_Instructions to follow:_
Each line of the data that includes "issues" must be copied.

── Data listing ──

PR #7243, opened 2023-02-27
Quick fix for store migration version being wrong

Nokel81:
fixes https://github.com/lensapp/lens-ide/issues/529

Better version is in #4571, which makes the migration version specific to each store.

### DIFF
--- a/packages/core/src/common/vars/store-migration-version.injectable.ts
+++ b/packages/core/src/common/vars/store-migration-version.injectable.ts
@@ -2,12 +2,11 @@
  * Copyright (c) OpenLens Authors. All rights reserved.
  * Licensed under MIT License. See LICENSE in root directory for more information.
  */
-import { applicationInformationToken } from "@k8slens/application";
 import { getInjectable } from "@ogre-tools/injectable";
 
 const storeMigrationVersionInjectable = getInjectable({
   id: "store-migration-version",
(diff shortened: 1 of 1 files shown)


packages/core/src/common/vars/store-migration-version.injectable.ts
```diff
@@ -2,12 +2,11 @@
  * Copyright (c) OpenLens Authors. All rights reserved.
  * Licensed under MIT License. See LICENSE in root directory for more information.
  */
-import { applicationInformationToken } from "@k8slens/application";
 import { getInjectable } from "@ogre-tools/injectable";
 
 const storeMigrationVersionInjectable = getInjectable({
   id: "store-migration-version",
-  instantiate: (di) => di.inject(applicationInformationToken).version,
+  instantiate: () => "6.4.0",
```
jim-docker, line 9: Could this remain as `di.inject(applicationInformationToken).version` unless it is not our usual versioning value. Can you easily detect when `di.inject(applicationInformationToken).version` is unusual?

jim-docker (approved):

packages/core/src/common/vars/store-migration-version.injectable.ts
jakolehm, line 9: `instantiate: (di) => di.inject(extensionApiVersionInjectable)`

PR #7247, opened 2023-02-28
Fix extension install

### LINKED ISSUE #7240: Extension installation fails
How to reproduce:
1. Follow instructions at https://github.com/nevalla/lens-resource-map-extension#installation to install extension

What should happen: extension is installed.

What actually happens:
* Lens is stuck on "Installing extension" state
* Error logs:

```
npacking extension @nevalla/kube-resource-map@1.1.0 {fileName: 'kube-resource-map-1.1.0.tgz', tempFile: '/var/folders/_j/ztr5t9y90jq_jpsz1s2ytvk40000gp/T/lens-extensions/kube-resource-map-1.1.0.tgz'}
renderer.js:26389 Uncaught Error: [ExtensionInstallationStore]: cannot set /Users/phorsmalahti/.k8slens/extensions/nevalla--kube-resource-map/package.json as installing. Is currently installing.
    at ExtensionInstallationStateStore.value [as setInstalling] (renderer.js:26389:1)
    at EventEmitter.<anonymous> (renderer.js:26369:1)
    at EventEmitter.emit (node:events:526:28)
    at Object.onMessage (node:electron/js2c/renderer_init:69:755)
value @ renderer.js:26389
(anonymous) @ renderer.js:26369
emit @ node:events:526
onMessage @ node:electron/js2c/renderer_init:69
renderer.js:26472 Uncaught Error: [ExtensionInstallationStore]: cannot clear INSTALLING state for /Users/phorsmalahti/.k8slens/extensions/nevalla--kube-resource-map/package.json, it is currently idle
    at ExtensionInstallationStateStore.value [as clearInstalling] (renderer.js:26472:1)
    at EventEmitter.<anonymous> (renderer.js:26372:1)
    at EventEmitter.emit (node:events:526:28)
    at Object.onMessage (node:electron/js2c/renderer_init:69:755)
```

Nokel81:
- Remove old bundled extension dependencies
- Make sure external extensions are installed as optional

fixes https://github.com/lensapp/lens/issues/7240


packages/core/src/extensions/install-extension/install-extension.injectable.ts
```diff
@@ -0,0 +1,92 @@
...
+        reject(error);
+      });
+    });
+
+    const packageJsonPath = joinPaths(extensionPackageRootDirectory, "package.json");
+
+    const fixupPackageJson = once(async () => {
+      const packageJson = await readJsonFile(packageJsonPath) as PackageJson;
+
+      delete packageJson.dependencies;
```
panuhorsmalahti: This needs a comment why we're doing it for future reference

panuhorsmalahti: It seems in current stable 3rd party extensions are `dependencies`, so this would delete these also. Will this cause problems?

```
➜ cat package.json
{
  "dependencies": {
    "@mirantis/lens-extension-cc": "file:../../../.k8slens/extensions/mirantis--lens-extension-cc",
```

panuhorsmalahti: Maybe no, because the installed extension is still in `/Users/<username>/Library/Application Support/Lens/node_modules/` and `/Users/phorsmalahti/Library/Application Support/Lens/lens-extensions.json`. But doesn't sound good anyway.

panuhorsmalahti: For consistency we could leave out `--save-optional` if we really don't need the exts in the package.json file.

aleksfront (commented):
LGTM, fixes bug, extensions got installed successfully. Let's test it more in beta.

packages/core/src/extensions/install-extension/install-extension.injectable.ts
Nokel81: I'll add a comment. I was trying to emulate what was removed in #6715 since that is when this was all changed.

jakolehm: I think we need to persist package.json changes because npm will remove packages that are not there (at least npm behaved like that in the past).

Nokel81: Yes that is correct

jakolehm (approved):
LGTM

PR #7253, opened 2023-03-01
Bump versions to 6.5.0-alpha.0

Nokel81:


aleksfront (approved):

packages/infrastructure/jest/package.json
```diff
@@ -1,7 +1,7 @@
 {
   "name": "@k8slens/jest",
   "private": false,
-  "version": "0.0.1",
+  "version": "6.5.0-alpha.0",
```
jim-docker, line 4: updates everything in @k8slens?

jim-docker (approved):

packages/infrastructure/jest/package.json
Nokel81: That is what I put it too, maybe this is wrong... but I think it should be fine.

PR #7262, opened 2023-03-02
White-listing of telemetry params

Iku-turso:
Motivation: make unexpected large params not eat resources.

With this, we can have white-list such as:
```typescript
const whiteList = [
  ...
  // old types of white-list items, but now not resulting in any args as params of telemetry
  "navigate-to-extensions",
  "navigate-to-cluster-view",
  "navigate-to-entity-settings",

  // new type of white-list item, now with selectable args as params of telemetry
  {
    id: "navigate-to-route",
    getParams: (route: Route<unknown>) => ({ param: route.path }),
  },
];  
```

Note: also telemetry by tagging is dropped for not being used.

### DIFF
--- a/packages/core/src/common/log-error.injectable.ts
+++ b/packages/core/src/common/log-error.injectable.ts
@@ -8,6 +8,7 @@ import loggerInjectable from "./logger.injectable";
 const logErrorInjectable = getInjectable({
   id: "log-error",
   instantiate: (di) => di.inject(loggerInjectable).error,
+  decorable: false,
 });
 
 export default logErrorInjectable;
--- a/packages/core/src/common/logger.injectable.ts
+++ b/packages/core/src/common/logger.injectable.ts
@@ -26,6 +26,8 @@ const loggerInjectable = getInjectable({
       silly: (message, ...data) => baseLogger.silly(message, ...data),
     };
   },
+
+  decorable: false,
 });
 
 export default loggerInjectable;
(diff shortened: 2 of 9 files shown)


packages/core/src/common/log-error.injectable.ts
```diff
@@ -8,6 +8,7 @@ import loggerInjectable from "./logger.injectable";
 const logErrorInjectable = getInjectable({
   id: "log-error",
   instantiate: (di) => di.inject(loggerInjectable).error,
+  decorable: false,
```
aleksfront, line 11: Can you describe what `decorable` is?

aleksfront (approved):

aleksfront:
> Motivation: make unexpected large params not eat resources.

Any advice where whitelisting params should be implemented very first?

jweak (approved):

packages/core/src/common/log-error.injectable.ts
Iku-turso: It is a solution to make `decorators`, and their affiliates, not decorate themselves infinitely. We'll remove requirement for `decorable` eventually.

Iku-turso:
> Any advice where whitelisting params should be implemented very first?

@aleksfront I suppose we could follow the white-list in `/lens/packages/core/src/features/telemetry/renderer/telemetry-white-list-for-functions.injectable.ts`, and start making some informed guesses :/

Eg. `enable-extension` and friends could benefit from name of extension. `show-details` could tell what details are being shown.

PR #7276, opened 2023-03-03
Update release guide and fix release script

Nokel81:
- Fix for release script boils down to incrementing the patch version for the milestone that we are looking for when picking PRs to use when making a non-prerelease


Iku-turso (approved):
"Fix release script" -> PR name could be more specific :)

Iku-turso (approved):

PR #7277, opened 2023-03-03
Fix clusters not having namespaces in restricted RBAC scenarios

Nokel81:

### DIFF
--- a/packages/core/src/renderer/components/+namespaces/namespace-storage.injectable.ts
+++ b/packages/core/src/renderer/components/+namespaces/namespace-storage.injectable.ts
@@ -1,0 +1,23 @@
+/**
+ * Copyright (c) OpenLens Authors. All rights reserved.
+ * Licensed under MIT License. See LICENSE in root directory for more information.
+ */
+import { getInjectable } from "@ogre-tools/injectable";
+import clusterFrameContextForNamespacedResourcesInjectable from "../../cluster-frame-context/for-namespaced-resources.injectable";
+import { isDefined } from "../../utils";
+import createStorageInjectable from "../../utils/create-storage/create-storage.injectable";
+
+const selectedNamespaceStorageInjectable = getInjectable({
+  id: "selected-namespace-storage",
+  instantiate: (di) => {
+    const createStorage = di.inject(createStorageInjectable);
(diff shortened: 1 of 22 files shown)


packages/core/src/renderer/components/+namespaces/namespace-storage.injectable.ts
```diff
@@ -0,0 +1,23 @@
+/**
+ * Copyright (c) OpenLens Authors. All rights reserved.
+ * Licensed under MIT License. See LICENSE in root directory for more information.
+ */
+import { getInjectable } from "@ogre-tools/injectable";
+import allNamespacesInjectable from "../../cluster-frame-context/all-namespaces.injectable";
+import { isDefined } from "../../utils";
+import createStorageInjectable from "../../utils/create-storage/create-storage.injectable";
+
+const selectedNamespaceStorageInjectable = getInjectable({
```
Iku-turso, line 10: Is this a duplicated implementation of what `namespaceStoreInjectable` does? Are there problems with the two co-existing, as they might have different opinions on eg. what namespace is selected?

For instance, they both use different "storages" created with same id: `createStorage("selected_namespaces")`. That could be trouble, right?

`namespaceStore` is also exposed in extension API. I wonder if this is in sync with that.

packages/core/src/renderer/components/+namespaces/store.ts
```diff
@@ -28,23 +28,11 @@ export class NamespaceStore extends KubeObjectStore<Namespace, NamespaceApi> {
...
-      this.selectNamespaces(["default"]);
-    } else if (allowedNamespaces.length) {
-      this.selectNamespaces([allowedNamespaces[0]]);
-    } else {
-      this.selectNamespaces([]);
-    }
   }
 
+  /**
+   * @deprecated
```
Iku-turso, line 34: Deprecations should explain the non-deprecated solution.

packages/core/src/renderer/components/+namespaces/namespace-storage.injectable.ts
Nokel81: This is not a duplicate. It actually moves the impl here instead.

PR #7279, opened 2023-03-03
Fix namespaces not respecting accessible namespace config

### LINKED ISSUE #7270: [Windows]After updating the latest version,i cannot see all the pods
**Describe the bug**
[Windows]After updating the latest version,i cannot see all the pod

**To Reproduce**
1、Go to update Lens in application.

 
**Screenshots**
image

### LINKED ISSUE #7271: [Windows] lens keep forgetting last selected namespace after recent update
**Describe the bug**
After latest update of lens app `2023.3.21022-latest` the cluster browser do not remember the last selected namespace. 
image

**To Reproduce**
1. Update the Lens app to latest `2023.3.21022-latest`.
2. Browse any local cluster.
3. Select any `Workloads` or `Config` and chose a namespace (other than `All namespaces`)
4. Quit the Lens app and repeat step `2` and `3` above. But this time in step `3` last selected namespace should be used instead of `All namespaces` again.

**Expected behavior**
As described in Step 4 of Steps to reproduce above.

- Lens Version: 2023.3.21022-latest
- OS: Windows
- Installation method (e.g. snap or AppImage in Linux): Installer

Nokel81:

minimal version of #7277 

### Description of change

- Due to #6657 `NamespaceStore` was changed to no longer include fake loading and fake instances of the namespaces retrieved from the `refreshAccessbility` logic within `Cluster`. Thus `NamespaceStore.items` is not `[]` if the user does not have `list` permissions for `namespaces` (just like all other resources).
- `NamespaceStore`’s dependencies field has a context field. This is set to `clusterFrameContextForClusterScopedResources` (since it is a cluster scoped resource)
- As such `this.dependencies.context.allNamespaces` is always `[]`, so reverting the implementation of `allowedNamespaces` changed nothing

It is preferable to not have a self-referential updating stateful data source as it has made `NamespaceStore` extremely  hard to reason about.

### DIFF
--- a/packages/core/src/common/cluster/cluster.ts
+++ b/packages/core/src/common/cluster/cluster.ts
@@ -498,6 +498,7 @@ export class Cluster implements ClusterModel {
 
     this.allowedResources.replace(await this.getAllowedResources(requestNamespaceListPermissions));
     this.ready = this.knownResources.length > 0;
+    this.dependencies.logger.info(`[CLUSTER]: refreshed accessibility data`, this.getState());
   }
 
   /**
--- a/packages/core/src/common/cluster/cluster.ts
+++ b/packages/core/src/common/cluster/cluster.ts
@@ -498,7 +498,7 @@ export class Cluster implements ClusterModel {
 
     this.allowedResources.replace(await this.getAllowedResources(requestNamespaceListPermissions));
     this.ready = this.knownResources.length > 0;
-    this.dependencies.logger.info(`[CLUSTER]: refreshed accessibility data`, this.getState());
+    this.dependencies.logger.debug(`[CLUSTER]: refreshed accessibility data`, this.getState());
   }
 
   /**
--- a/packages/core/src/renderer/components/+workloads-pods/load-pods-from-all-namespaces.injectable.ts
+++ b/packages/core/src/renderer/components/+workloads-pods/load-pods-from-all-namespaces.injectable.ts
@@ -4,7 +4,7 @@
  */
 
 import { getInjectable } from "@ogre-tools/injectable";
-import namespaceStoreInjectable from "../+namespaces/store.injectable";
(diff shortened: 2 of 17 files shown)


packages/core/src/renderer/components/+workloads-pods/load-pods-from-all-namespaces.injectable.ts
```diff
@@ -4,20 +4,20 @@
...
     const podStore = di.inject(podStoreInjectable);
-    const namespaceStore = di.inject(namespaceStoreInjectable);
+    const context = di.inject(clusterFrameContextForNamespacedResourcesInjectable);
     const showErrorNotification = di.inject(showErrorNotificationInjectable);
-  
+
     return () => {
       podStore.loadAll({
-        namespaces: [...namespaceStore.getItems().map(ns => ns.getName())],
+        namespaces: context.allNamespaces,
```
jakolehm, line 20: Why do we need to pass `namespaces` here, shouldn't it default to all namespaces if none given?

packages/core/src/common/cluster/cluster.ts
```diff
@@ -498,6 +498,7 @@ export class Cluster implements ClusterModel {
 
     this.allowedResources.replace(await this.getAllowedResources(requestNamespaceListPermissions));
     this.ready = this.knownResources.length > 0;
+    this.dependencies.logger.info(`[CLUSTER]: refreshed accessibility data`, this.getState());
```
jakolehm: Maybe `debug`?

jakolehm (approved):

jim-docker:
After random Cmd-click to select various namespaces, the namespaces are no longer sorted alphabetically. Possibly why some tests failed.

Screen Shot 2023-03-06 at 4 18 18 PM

───

_Reply to the exercise:_
fixes https://github.com/lensapp/lens-ide/issues/529
fixes https://github.com/lensapp/lens/issues/7240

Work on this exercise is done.